Now you can hardly stand it, though.

By now you know

it's not going to stop.

It's not going to stop.

It's not going to stop

till you wise up.

* * * * * * * * * * * * * * * * * * *

February 14. Happy Valentine's Day. He's stuck working nights yet again. Although to be fair, "stuck" isn't the proper term to be throwing about with abandon. Mere months ago, he would have found a way to switch, would've schemed to be off when she was off. But now he's given himself over to the fact that it's just not worth the exertion anymore. Even when they're home together, a simple couch cushion dividing them, they're still lifetimes apart. She'll be hunkered down in that impenetrable bomb shelter of hers while he's scratching at the door, trying to convince her to let him in.

So tonight, while he's at work, she's out with Susan and Deb. Again. Off celebrating love and romance and every other optimistic ideal that Valentine's Day could possibly represent . . . with some female co-workers. Presumably having glass of wine or two . . . or four . . . or however many it will take for her to feel like she wants to feel.

Perfect.

As he roams about the halls, shunning friendly faces, he reflects on the grisly tragedy he was treated to earlier this evening.
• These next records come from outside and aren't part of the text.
PR #2554, opened 2026-01-28
Migrate technical asset configurations to be stored in a table per configuration type instead of a big table

stijn-janssens:
In support of ADR 0009 #2409 

### DIFF
--- a/backend/app/database/alembic/versions/2026_01_28_1241_snowflake_separate_table.py
+++ b/backend/app/database/alembic/versions/2026_01_28_1241_snowflake_separate_table.py
@@ -1,7 +1,7 @@
 """Migrate Snowflake configurations to separate table
 
 Revision ID: snowflake_separate_table
-Revises: b1de5e9ba1fa
+Revises: 7601ac14662a
 Create Date: 2026-01-28 12:41:00.000000
 
 """
@@ -16,7 +16,7 @@ from app.shared.model import utcnow
 
 # revision identifiers, used by Alembic.
 revision: str = "snowflake_separate_table"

Just before ten o'clock a stirringly gruesome suicide came in: 14-year-old boy, self-inflicted gunshot wound to the upper chest. He'd been in the ER earlier that week, fairly young for a repeat customer – car accident, the driver was 16 and drunk. No fatalities. His mother wanted a therapist to talk to him while he was temporarily laid up in bed, incapable of escaping to his room or his headphones. She lamented that he'd been entirely despondent after his girlfriend broke up with him the previous week. As part of her psych rotation, Erin had spoken to the boy. She had seemed anxious yet thrilled to have an opportunity to help.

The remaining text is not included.